Ayant emmené dans son voyage de contestation un seul livre,
Les Contemplations de
Victor Hugo, ce recueil de
poèmes lui servira, à la fois, d'instants d'évasion, de journal intime et de mémoire codée.
Pauline Hillier les a aimées ses Contemplées, femmes de rien, prisonnières ou matonnes, brutales ou désarmées, mais toutes bafouées par l'arbitraire qui leur dénie toute humanité.
Plus qu'un roman,
Les Contemplées sont un hommage au courage de ses femmes opprimées, réduites à l'état d'esclaves par un arbitraire sociétal, religieux et ancestral qui ne reconnaît à cette partie de l'humanité aucune liberté.
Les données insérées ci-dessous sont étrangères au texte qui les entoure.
PR #160, opened 2024-01-26
feat(irc-bridge): Add IRC bridge module

merkata:
### Overview

Adds an IRC bridge module. This is part of a couple of smaller PRs and is not feature complete, note it is a PR against the feature branch.

### Rationale

Adheres to managing charm complexity.

### Juju Events Changes

n/a
### Module Changes

Adds irc bridge module.
### Library Changes

n/a
### Checklist

### DIFF
--- a/src/irc_bridge.py
+++ b/src/irc_bridge.py
@@ -1,0 +1,89 @@
+# Copyright 2024 Canonical Ltd.
+# See LICENSE file for licensing details.
+
+"""Provide the IRC bridge class to represent the matrix-appservice-app plugin for Synapse."""
+
+# disabling due the fact that collect status does many checks
+# pylint: disable=too-many-return-statements
+
+import logging
+import typing
+
+import ops
+
+import actions
+import synapse
+from charm_state import CharmState
+
+logger = logging.getLogger(__name__)
+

Une force de vie et des brins d'humour, quelque fois ironique pour accepter l'insoutenable, rendent la découverte de ce récit indispensable et aisé. Par contre, difficile de ne pas succomber à la révolte contre l'injustice en constatant les motifs d'incarcération, leurs conditions de vie, et les modalités d'une justice qui n'a de juste que le nom.
Libérée au bout de quelques mois,
Pauline Hillier nous laisse continuer à faire vivre ces femmes, nos soeurs de misères, qui ressemblent tellement à celles qui peuplent les prisons iraniennes actuellement et dans d'autres endroits du monde.
Ne les oublions pas !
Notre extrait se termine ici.